3. Die hergebrachte Treuepflicht des Beamten erhält unter der Geltung des Grundgesetzes ein besonderes Gewicht dadurch, daß diese Verfassung nicht wertneutral ist, sondern sich für zentrale Grundwerte entscheidet, sie in ihren Schutz nimmt und dem Staat aufgibt, sie zu sichern und sie zu gewährleisten (Art. 1 GG). Sie trifft Vorkehrungen gegen ihre Bedrohung, sie institutionalisiert besondere Verfahren zur Abwehr von Angriffen auf die verfassungsmäßige Ordnung, sie konstituiert eine wehrhafte Demokratie (Art. 2 Abs. 1, Art. 9 Abs. 2, Art. 18, Art. 20 Abs. 4, Art. 21 Abs. 2, Art. 79 Abs. 3, Art 91, Art. 98 Abs. 2 GG). Diese Grundentscheidung der Verfassung schließt es aus, daß der Staat, dessen verfassungsmäßiges Funktionieren von der freien inneren Bindung seiner Beamten an die geltende Verfassung abhängt, zum Staatsdienst Bewerber zuläßt und im Staatsdienst Bürger beläßt, die die freiheitliche demokratische, rechts- und sozialstaatliche Ordnung ablehnen und bekämpfen. Der Beamte kann nicht zugleich in der organisierten Staatlichkeit wirken und die damit verbundenen persönlichen Sicherungen und Vorteile in Anspruch nehmen und aus dieser Stellung heraus die Grundlage seines Handels zerstören wollen.

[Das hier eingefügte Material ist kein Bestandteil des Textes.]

PR #30, opened 2016-03-11
Implement HtmlUtils helper functions

andy-armstrong:
https://openedx.atlassian.net/browse/UITK-74

This PR adds a new HtmlUtils class to the UI Toolkit, with two functions:
 - ``HTML(text)`` - wraps a known piece of HTML so that it doesn't get double escaped
 - ``interpolate(string, options)`` - returns an HTML-escaped string where the interpolation escapes each option unless it is an instance of an HTMLSnippet (the result of calling HTML)

Note that we have gone around and around on the name of the helper function. I think it is important that it include the word ``escape`` as its behavior is to return an HTML-escaped string, so I ended up going with Robert's original suggestion.

Once this version of the UI Toolkit has been released, I'll make another PR against edx-platform which will bring in this function and replace some or all usages of ``StringUtils.interpolate_text`` with this new, safer function. We will then update the XSS guidelines to advise folks to use this function instead of any of the alternatives, i.e. interpolate, interpolate_text and _.template.

@AlasdairSwan @robrap please review.

FYI @dan-f @nedbat @cahrens

### DIFF
--- a/src/js/utils/html-utils.js
+++ b/src/js/utils/html-utils.js
@@ -1,0 +1,145 @@
+/**
+ * Useful functions for dealing with HTML.
+ *
+ * In particular, these functions default to being safe against
+ * Cross Site Scripting (XSS) attacks.
+ */
+(function(define) {
+    'use strict';
+    define(['underscore', './string-utils.js'], function(_, StringUtils) {
+        var escape, interpolateHtml, HTML, template;
+
+        /**
+         * Creates an HTML snippet.
+         *
+         * The intention of an HTML snippet is to capture a string that
+         * is known to contain HTML that has been safely escaped.
+         * As an example, this allows interpolate to understand that
+         * it does not need to further escape this HTML.
+         *
+         * @param {string} htmlString The string of HTML.
+         * @constructor
+         */
+        function HtmlSnippet(htmlString) {
+            this.text = htmlString;
+        }
+        HtmlSnippet.prototype.valueOf = function() {
+            return this.text;
+        };
+        HtmlSnippet.prototype.toString = function() {
+            return this.text;
+        };
+
+        /**
+         * Helper function to create an HTML snippet.
+         *
+         * @param {string} htmlString The string of HTML.
+         * @returns {HtmlSnippet} An HTML snippet that can be safely rendered.
+         * @constructor
+         */
+        HTML = function(htmlString) {
+            return new HtmlSnippet(htmlString);
+        };
+
+        /**
+         * Returns HTML that is appropriately escaped.
+         *
+         * If the input is provided as a string, then an HtmlSnippet
+         * is returned with the original text escaped. If the input
+         * is already an HtmlSnippet then it is known to be already
+         * escaped and so it is just returned directly.
+         *
+         * @param {(string|HtmlSnippet)} text Some HTML that is
+         * either provided as a string or as an HtmlSnippet.
+         * @returns {HtmlSnippet} A safely escaped HtmlSnippet.
+         */
+        escape = function(text) {
+            if (text instanceof HtmlSnippet) {
+                return text;
+            } else {
+                return HTML(_.escape(text));
+            }
+        };
+
+        /**
+         * Returns an HTML snippet by interpolating the provided parameters.
+         *
+         * The HTML text is provided as a tokenized format string where parameters
+         * are indicated via curly braces, e.g. 'Hello {name}'. These tokens are
+         * replaced by the parameter value of the same name.
+         *
+         * Parameter values will be rendered using their toString methods and then
+         * HTML-escaped. The only exception is that instances of the class HTML
+         * are rendered without escaping as their contract declares that they are
+         * already valid HTML.
+         *
+         * Example:
+         *   HtmlUtils.interpolateHtml(
+         *       'You are enrolling in {spanStart}{courseName}{spanEnd}',
+         *       {
+         *           courseName: 'Rock & Roll 101',
+         *           spanStart: HtmlUtils.HTML('<span class="course-title">'),
+         *           spanEnd: HtmlUtils.HTML('</span>')
+         *       }
+         *   );
+         *
+         * returns:
+         *   'You are enrolling in <span class="course-title">Rock &amp; Roll 101</span>'
+         *
+         * Note: typically the formatString will need to be internationalized, in which
+         * case it will be wrapped with a call to an i18n lookup function. In Django,
+         * this would look like:
+         *
+         *   HtmlUtils.interpolateHtml(
+         *       gettext('You are enrolling in {spanStart}{courseName}{spanEnd}'),
+         *       ...
+         *   );
+         *
+         * @param {string} formatString The string to be interpolated.
+         * @param {Object} parameters An optional set of parameters to the template.
+         * @returns {HtmlSnippet} The resulting safely escaped HTML snippet.
+         */
+        interpolateHtml = function(formatString, parameters) {
+            var result = StringUtils.interpolate(
+                escape(formatString).toString(),
+                _.mapObject(parameters, escape)
+            );
+            return HTML(result);
+        };
+
+        /**
+         * Returns a function that renders an Underscore template as an HTML snippet.
+         *
+         * Note: This helper function makes the following context parameters
+         * available to the template in addition to those passed in:
+         *
+         *   * HtmlUtils: the HtmlUtils helper class
+         *
+         * @param {string} text
+         * @param {object} settings
+         * @returns {function} A function that returns a rendered HTML snippet.
+         */
+        template = function(text, settings) {
+            var HtmlUtils = this,
+                rawTemplate = _.template(text, settings),
+                template = function(data) {
+                    var augmentedData = _.extend(
+                        {
+                            HtmlUtils: HtmlUtils
+                        },
+                        data
+                    );
+                    return HTML(rawTemplate(augmentedData));
+                };
+            return template;
+        };
+
+        return {
+            escape: escape,
+            HTML: HTML,
+            HtmlSnippet: HtmlSnippet,
+            interpolateHtml: interpolateHtml,
+            template: template
+        };
+    });
+}).call(this, define || RequireJS.define);
--- a/src/js/utils/specs/html-utils-spec.js
+++ b/src/js/utils/specs/html-utils-spec.js
@@ -1,0 +1,108 @@
+define(
+    [
+        '../../utils/spec-helpers/spec-helpers.js',
+        '../html-utils.js'
+    ],
+    function(SpecHelpers, HtmlUtils) {
+        'use strict';
+
+        describe('HtmlUtils', function() {
+            describe('HtmlSnippet', function() {
+                it('can convert to a string', function() {
+                    expect(new HtmlUtils.HtmlSnippet('Hello, world').toString()).toBe('Hello, world');
+                });
+            });
+
+            describe('HTML', function() {
+                it('returns an HtmlSnippet', function() {
+                    expect(HtmlUtils.HTML('Hello, world') instanceof HtmlUtils.HtmlSnippet).toBeTruthy();
+                });
+            });
+
+            describe('escape', function() {
+                SpecHelpers.withData({
+                    'HTML escapes text strings': [
+                        'Rock & Roll',
+                        'Rock &amp; Roll'
+                    ],
+                    'HTML escapes full HTML strings': [
+                        '<a href="world">Rock &amp; Roll</a>',
+                        '&lt;a href=&quot;world&quot;&gt;Rock &amp;amp; Roll&lt;/a&gt;'
+                    ],
+                    'does not escape HTML snippets': [
+                        HtmlUtils.HTML('<a href="world">Rock &amp; Roll</a>'),
+                        '<a href="world">Rock &amp; Roll</a>'
+                    ]
+                }, function(input, expectedString) {
+                    var result = HtmlUtils.escape(input);
+                    expect(result.toString()).toBe(expectedString);
+                });
+            });
+
+            describe('interpolateHtml', function() {
+                it('can interpolate a string with no parameters provided', function() {
+                    expect(HtmlUtils.interpolateHtml('Hello, world').toString()).toBe(
+                        'Hello, world'
+                    );
+                });
+
+                SpecHelpers.withData({
+                    'can interpolate a string with empty parameters': [
+                        'Hello, world', {},
+                        'Hello, world'
+                    ],
+                    'can interpolate a string with one parameter': [
+                        'Hello, {name}', {name: 'Andy'},
+                        'Hello, Andy'
+                    ],
+                    'does not interpolate additional curly braces': [
+                        'Hello, {name}. Here is a { followed by a }', {name: 'Andy'},
+                        'Hello, Andy. Here is a { followed by a }'
+                    ],
+                    'escapes characters in the template': [
+                        'Rock & Roll', {},
+                        'Rock &amp; Roll'
+                    ],
+                    'does not escape HTML parameters': [
+                        'Hello, {anchor}', {anchor: HtmlUtils.HTML('<a href="world">world</a>')},
+                        'Hello, <a href="world">world</a>'
+                    ],
+                    'escapes characters in parameters': [
+                        'I love {name}', {name: 'Rock & Roll'},
+                        'I love Rock &amp; Roll'
+                    ],
+                    'does not double escape when chaining interpolate calls': [
+                        'I love {name}', {name: HtmlUtils.interpolateHtml('Rock & Roll')},
+                        'I love Rock &amp; Roll'
+                    ],
+                    'full example': [
+                        'You are enrolling in {spanStart}{courseName}{spanEnd}',
+                        {
+                            courseName: 'Rock & Roll',
+                            spanStart: HtmlUtils.HTML('<span class="course-title">'),
+                            spanEnd: HtmlUtils.HTML('</span>')
+                        },
+                        'You are enrolling in <span class="course-title">Rock &amp; Roll</span>'
+                    ]
+                }, function(template, options, expectedString) {
+                    var result = HtmlUtils.interpolateHtml(template, options);
+                    expect(result.toString()).toBe(expectedString);
+                });
+            });
+
+            describe('template', function() {
+                it('returns a template that renders correctly', function() {
+                    var template = HtmlUtils.template('Hello, <%- name %>'),
+                        result = template({name: 'world'});
+                    expect(result instanceof HtmlUtils.HtmlSnippet).toBeTruthy();
+                    expect(result.toString()).toBe('Hello, world');
+                });
+
+                it('adds HtmlView as an additional context variable for the template', function() {
+                    var template = HtmlUtils.template('I love <%= HtmlUtils.escape("Rock & Roll") %>');
+                    expect(template().toString()).toBe('I love Rock &amp; Roll');
+                });
+            });
+        });
+    }
+);
--- a/src/js/utils/specs/string-utils-spec.js
+++ b/src/js/utils/specs/string-utils-spec.js
@@ -1,0 +1,37 @@
+define(
+    [
+        '../../utils/spec-helpers/spec-helpers.js',
+        '../string-utils.js'
+    ],
+    function(SpecHelpers, StringUtils) {
+        'use strict';
+
+        describe('StringUtils', function() {
+            describe('interpolate', function() {
+                it('can interpolate a string with no parameters provided', function() {
+                    expect(StringUtils.interpolate('Hello, world').toString()).toBe(
+                        'Hello, world'
+                    );
+                });
+
+                SpecHelpers.withData({
+                    'can interpolate a string with empty parameters': [
+                        'Hello, world', {},
+                        'Hello, world'
+                    ],
+                    'can interpolate a string with one parameter': [
+                        'Hello, {name}', {name: 'Andy'},
+                        'Hello, Andy'
+                    ],
+                    'does not interpolate additional curly braces': [
+                        'Hello, {name}. Here is a { followed by a }', {name: 'Andy'},
+                        'Hello, Andy. Here is a { followed by a }'
+                    ]
+                }, function(template, options, expectedString) {
+                    var result = StringUtils.interpolate(template, options);
+                    expect(result.toString()).toBe(expectedString);
+                });
+            });
+        });
+    }
+);
--- a/src/js/utils/string-utils.js
+++ b/src/js/utils/string-utils.js
@@ -1,0 +1,59 @@
+/**
+ * Useful functions for dealing with strings.
+ */
+(function(define) {
+    'use strict';
+    define(['underscore', './string-utils.js'], function(_, StringUtils) {
+        var interpolate;
+
+        /**
+         * Returns a string created by interpolating the provided parameters.
+         *
+         * The HTML text is provided as a tokenized format string where parameters
+         * are indicated via curly braces, e.g. 'Hello {name}'. These tokens are
+         * replaced by the parameter value of the same name.
+         *
+         * Parameter values will be rendered using their toString methods and then
+         * HTML-escaped. The only exception is that instances of the class HTML
+         * are rendered without escaping as their contract declares that they are
+         * already valid HTML.
+         *
+         * Example:
+         *   HtmlUtils.interpolate(
+         *       'You are enrolling in {spanStart}{courseName}{spanEnd}',
+         *       {
+         *           courseName: 'Rock & Roll 101',
+         *           spanStart: HtmlUtils.HTML('<span class="course-title">'),
+         *           spanEnd: HtmlUtils.HTML('</span>')
+         *       }
+         *   );
+         *
+         * returns:
+         *   'You are enrolling in <span class="course-title">Rock &amp; Roll 101</span>'
+         *
+         * Note: typically the formatString will need to be internationalized, in which
+         * case it will be wrapped with a call to an i18n lookup function. In Django,
+         * this would look like:
+         *
+         *   HtmlUtils.interpolate(
+         *       gettext('You are enrolling in {spanStart}{courseName}{spanEnd}'),
+         *       ...
+         *   );
+         *
+         * @param {string} formatString The string to be interpolated.
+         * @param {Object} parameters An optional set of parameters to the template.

Der freiheitliche demokratische Rechtsstaat kann und darf sich nicht in die Hand seiner Zerstörer geben.

4. Aus der dargelegten verfassungsrechtlichen Lage folgt zwingend: Ein Beamter, der gegen die von ihm in Art. 33 Abs. 5 GG geforderte Treuepflicht verstößt, verletzt seine Dienstpflicht. Die Beamtengesetze konkretisieren dies; § 52 Abs. 2 BBG bestimmt für den Bundesbeamten: "Der Beamte muß sich durch sein gesamtes Verhalten zu der freiheitlich-demokratischen Grundordnung im Sinne des Grundgesetzes bekennen und für deren Erhaltung eintreten". Und nach § 77 Abs. 2 BBG gilt als Dienstvergehen, wenn der Ruhestandsbeamte oder der Beamte mit Versorgungsbezügen "sich gegen die freiheitlich-demokratische Grundordnung im Sinne des Grundgesetzes betätigt" oder "an Bestrebungen teilnimmt, die darauf abzielen, den Bestand oder die Sicherheit der Bundesrepublik Deutschland zu beeinträchtigen". Entsprechendes bestimmen die §§ 35 Abs. 1 Satz 3, 45 Abs. 2 BRRG sowie die §§ 65 Abs. 2, 93 Abs. 2 Nr. 1 und 2 LBG. Bei Beamten auf Probe und bei Beamten auf Widerruf rechtfertigt ein solches Dienstvergehen regelmäßig die Entlassung aus dem Amt. Bei Beamten auf Lebenszeit (oder Zeit) kann wegen dieser Dienstpflichtverletzung im förmlichen (gerichtlichen) Disziplinarverfahren auf Entfernung aus dem Dienst erkannt werden.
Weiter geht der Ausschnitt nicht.